Vanaman appealed. After review, we affirm the chancellor’s decision.
FACTS AND PROCEDURAL HISTORY
The Tax Sale and First Appeal1
¶3. Vanaman testified that in 1982, he and his mother purchased property upon which
they operated a gas station and grocery store. In 2001, Vanaman’s mother quitclaimed her
interest in the property to Vanaman. The property was sold three times: in 2009 for 2008
taxes, in 2010 for 2009 taxes, and in 2013 for 2012 taxes. Vanaman redeemed his property
from the 2009 and 2010 tax sales but not the 2013 tax sale. American Pride2 bought the
property in August 2013, when it was sold for nonpayment of the 2012 taxes.
1 Facts from this subsection are taken from this Court’s opinion in Vanaman I. Before assignment, our Supreme Court consolidated the previous appeal with the one here for record purposes only. 2 TLHMS, LLC/RAI, a partner of American Pride, actually purchased the property, and quitclaimed its stake in the property to American Pride once the chancery clerk gave it the deed to the property.
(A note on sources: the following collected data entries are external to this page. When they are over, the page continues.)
PR #285, opened 2022-04-22
Added temp file new with directory using config

adrian-kong:
Temp file directory using config 

need to fix up the tests but would this be basically the idea

### DIFF
--- a/crates/esthri/src/compression.rs
+++ b/crates/esthri/src/compression.rs
@@ -19,19 +19,24 @@ use tokio::{
     io::{self, BufReader},
 };
 
-use crate::{tempfile::TempFile, Result};
+use crate::{tempfile::TempFile, Config, Result};
 
 pub const ESTHRI_METADATA_COMPRESS_KEY: &str = "esthri_compress_version";
 
 pub async fn compress_to_tempfile(path: &Path) -> Result<(TempFile, u64)> {
     debug!("compressing: {}", path.display());
+    let dir = match (Config::global().temp_dir_path(), path.parent()) {
+        (Some(dir), _) => dir,
+        (None, Some(parent)) => parent.to_owned(),
+        _ => std::env::current_dir()?,
+    };
     let mut src = {
         let f = File::open(path).await?;
         let size = f.metadata().await?.len();
         debug!("old file size: {}", size);
         GzipEncoder::new(BufReader::new(f))
     };
-    let mut dest = TempFile::new(Some(".gz")).await?;
+    let mut dest = TempFile::new(dir, Some(".gz")).await?;
     let new_size = io::copy(&mut src, dest.file_mut()).await?;
     dest.rewind().await?;
     debug!("new file size: {}", new_size);
--- a/crates/esthri/src/compression.rs
+++ b/crates/esthri/src/compression.rs
@@ -25,17 +25,13 @@ pub const ESTHRI_METADATA_COMPRESS_KEY: &str = "esthri_compress_version";
 
 pub async fn compress_to_tempfile(path: &Path) -> Result<(TempFile, u64)> {
     debug!("compressing: {}", path.display());
-    let dir = match path.parent() {
-        Some(parent) => parent.to_owned(),
-        None => std::env::current_dir()?,
-    };
     let mut src = {
         let f = File::open(path).await?;
         let size = f.metadata().await?.len();
         debug!("old file size: {}", size);
         GzipEncoder::new(BufReader::new(f))
     };
-    let mut dest = TempFile::new(dir, Some(".gz")).await?;
+    let mut dest = TempFile::new(Some(".gz")).await?;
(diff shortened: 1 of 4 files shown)


crates/esthri/src/ops/download.rs
```diff
@@ -132,7 +132,7 @@ where
         obj_info.parts * obj_info.size as u64
     );
     let dir = init_download_dir(download_path).await?;
-    let mut dest = TempFile::new(dir, None).await?;
+    let mut dest = TempFile::new_with_dir(dir, None).await?;
```
notoriaga, line 135: so I think the behavior we want is 

- if ESTHRI_TEMP_DIR is unset, we create temp file in the same directory where we are downloading to.
- if ESTHRI_TEMP_DIR is set, write temp files there.

so you might wanna make the field in the config struct optional

```rust
struct Config {
    temp_dir_path: Option<TempDirPath>,
}
```

and then do

```rust
    let dir = init_download_dir(download_path).await?;
    let mut dest = if let Some(dir) = Config::global().temp_dir_path() {
        TempFile::new(dir, None).await?
    } else {
        TempFile::new(dir, None).await?
    };
```

crates/esthri/src/compression.rs
```diff
@@ -25,17 +25,13 @@ pub const ESTHRI_METADATA_COMPRESS_KEY: &str = "esthri_compress_version";
 
 pub async fn compress_to_tempfile(path: &Path) -> Result<(TempFile, u64)> {
     debug!("compressing: {}", path.display());
-    let dir = match path.parent() {
```
notoriaga, line 28: similarly, this should probably be 

```rust
    let dir = match (Config::global().temp_dir_path(), path.parent()) {
        (Some(dir), _) => dir,
        (None, Some(parent)) => parent.to_owned(),
        _ => std::env::current_dir()?,
    };
```

crates/esthri/src/tempfile.rs
```diff
@@ -19,7 +19,7 @@ pub struct TempFile {
 pub const TEMP_FILE_PREFIX: &str = ".esthri_temp";
 
 impl TempFile {
-    pub async fn new(dir: PathBuf, suffix: Option<&str>) -> Result<Self> {
+    pub async fn new_with_dir(dir: PathBuf, suffix: Option<&str>) -> Result<Self> {
```
notoriaga, line 22: with those changes I mentioned I think you should be able to get away without making any changes to this file

crates/esthri/src/compression.rs
notoriaga: i.e. prefer writing to ESTHRI_TEMP_DIR if its set, then prefer creating the temp file next to the original, finally default to current_dir (which realistically shouldn't happen because the parent directory should always be set)

crates/esthri/src/config.rs
```diff
@@ -174,13 +183,20 @@ impl Config {
...
-    /// from awscli, changing this size will affect the calculation of ETags.  Defaults to
-    /// [STORAGE_CLASS].
+    /// The default storage class for put requests to S3. STANDARD is the default storage class
+    /// unless specified. View AWS documentation for more specifications on other storage classes.
+    /// Defaults to [STORAGE_CLASS].
     pub fn storage_class(&self) -> S3StorageClass {
         self.storage_class.0
     }
 
+    /// The default size of parts in a multipart upload to S3.  8 MiB is the default chunk size
```
notoriaga, line 193: looks great! I think once you update this comment we should be good to go

notoriaga:
so I tried this and it seems to work - one thing I noticed is that if the path doesn't exist you get an error. I think that's fine but we could also create the directory if it doesn't exist

notoriaga (approved):

crates/esthri/src/tempfile.rs
```diff
@@ -21,6 +22,9 @@ pub const TEMP_FILE_PREFIX: &str = ".esthri_temp";
 impl TempFile {
     pub async fn new(dir: PathBuf, suffix: Option<&str>) -> Result<Self> {
         let suffix = suffix.unwrap_or_default().to_owned();
+        if !&dir.exists() {
+            fs::create_dir_all(&dir)?;
+        }
```
notoriaga, line 27: should be 

```rust
tokio::fs::create_dir_all(&dir).await?;
```

in an async context you want to stick to async versions of functions if they exist. a blocking call inside an async runtime can gum up the executor which can manifest as a performance hit or deadlock. for something like this it's not a huge deal because I doubt that function blocks for long but its an easy fix.

and I think you should be able to drop the `&` in `!&dir.exists()` - it should just return a bool

notoriaga: the reason for this is that `async` in rust implements [cooperative multitasking](https://en.wikipedia.org/wiki/Cooperative_multitasking) - so it's up to author to make sure nothing takes too much cpu time before yielding to other tasks

notoriaga (approved):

For simplicity’s sake, we will refer to the tax-purchasing entity as American Pride.
2 ¶4. The notices of forfeiture were not sent to Vanaman’s proper address, and a Harrison
County deputy sheriff was unable to personally serve him. In October 2015, the chancery
clerk conveyed the property to American Pride.
¶5. In January 2016, American Pride filed a complaint to quiet and confirm tax title, and
in April 2016, the chancery clerk made an entry of default with respect to American Pride’s
suit. The court entered default judgment in American Pride’s favor. Vanaman filed a motion
to set aside the entry of default and default judgment in November 2016. The chancellor
denied the motion, and Vanaman appealed.
¶6. After review, this Court found that Vanaman did not receive proper statutory notice
of the tax sale of his property and held that the sale was void. We remanded “for the limited
purpose of determining, in accordance with the appropriate statutes, the amount owed by
Vanaman to redeem his property. Once that amount has been determined and paid by
Vanaman, the chancery court shall enter an order voiding the tax deed to American Pride.”
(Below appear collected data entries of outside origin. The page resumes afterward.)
PR #302, opened 2022-05-28
add get_bucket_location

notoriaga:


crates/esthri/src/rusoto.rs
```diff
@@ -284,3 +285,21 @@ where
     .await
     .map_err(Error::CreateMultipartUploadFailed)
 }
+
+pub async fn get_bucket_location<T>(s3: &T, bucket: &str) -> Result<String>
+where
+    T: S3,
+{
+    let region = handle_dispatch_error(|| {
```
john-michaelburke, line 293: We use rusoto core Region object to attempt to grab from a series of default locations. Not sure if that would be of any use.

https://docs.rs/rusoto_core/latest/rusoto_core/enum.Region.html

john-michaelburke (approved):

crates/esthri/src/rusoto.rs
notoriaga: We use str as the region in the rest of the api, so I feel like that's something we should change all at once if we want

john-michaelburke (approved):

john-michaelburke:
I guess we could use any region to get the client, discern the bucket's, then grab the correct client 🤷

PR #303, opened 2022-05-30
Build for mac and winodws [DEVINFRA-768]

adrian-kong:
Builds other releases


.github/workflows/main.yml
```diff
@@ -0,0 +1,74 @@
...
+      - name: Build
+        shell: bash
+        run: |
+          cargo make --profile ${{ matrix.profile }} build
+
+#      - name: Package Release
+#        shell: bash
+#        run: |
+#          touch LICENSE.txt
+#          cargo make zip-release-binary-for-target \
```
adrian-kong: using https://github.com/sagiegurari/cargo-make/blob/master/docs/cargo_make_task_list.md
but it gets skipped locally - could just upload the esthri file?

Makefile.toml
```diff
@@ -14,6 +14,14 @@ BUILD_FLAVOR = "--release"
 BUILD_FLAVOR = "--release"
 TARGET = "--target=x86_64-unknown-linux-musl"
 
+[env.'release+mac']
+BUILD_FLAVOR = "--release"
+TARGET = "--target=x86_64-apple-darwin"
```
adrian-kong, line 19: should use `x86_64` instead of `aarch64`?

samvrlewis: Both, if possible, so we can support both x86 and M1 macs

.github/workflows/main.yml
samvrlewis: You could try to figure out why its getting skipped (suspect its something to do with the multi-crate setup) with `cargo make --verbose zip-release-binary-for-target` or maybe, yeah, we could just add our own commands to build + zip

adrian-kong:
reopened as #305 because of some error i had `dst refspec refs matches more than one`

Vanaman I, 287 So. 3d at 258 (¶24).
Proceedings on Remand
¶7. After the mandate issued and the matter was remanded to the chancery court,
Vanaman filed a complaint seeking “restitution, set-off, and/or recoupment for damage” to
his property while it was in American Pride’s possession. Vanaman moved to consolidate
that issue with the action on remand, which was granted and set for hearing.
¶8. At the hearing, Vanaman presented an expert in property appraisal who testified that
3 the monthly rental value of the convenience store was $6,924.05.
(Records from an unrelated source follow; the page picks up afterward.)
PR #305, opened 2022-05-31
Build for mac and winodws [DEVINFRA-768]

adrian-kong:
Builds mac aarch64, x86_64 and windows releases

PR #307, opened 2022-06-01
Removing CommandExt

adrian-kong:
CommandExt only supports unix:
https://doc.rust-lang.org/std/os/unix/process/trait.CommandExt.html

Building on windows fails in #305, needs to use windows...
https://doc.rust-lang.org/std/os/windows/process/trait.CommandExt.html

so maybe i took out the commandext overall but the output does not return success code of msg so might have to remove `.success()` in all the cli tests?

### DIFF
--- a/crates/esthri-cli/src/main.rs
+++ b/crates/esthri-cli/src/main.rs
@@ -227,10 +227,10 @@ fn call_real_aws() {
     let aws_tool_path = env::var(REAL_AWS_EXECUTABLE_ENV_NAME)
         .unwrap_or_else(|_| REAL_AWS_EXECUTABLE_DEFAULT.to_string());
 
-    Command::new(&aws_tool_path)
+    let status = Command::new(&aws_tool_path)
         .args(args)
         .stdout(Stdio::inherit())
-        .output()
+        .status()
         .expect(
             format!(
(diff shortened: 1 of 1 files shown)


crates/esthri-cli/src/main.rs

¶9. Vanaman testified that there had been a convenience store on the property since 2009,
though he and his mother had owned the real property since 1982. Vanaman testified that in
2016, at the time American Pride acquired a deed to the property, there was a “nice grocery
store, convenience store, and we had a kitchen up in there.” The building also had a game
room. There were gas pumps on the property, but they did not have gasoline in them.
¶10. Vanaman testified extensively about the state of the property when he gave the keys
to American Pride. He identified pictures of the property taken on April 6 or 7, 2016, and
testified that they depicted the state of the building when he handed over the keys. Vanaman
testified that he had built a 60-foot wall in the store as a “major structural improvement” and
that there were large metal sheets protecting the wall. Vanaman testified that when he took
possession again in 2021, the wall and metal sheeting had been removed. An expert in
construction testified that he had prepared an estimate for Vanaman to repair all damage to
the property, which totaled $95,382.40.
¶11. Vanaman also testified that there were tables and equipment in the store that were
missing in 2021, when he took possession again. He provided an exhibit listing all items he
believed were missing from the property, including multiple freezers and coolers, food
storage and prep areas, art, and various equipment. Vanaman testified that the total
replacement cost of all the items was $151,560.38.
¶12. Photographs taken by American Pride in August 2016 showed the alleged damage to
4 the property, which Vanaman detailed in his testimony.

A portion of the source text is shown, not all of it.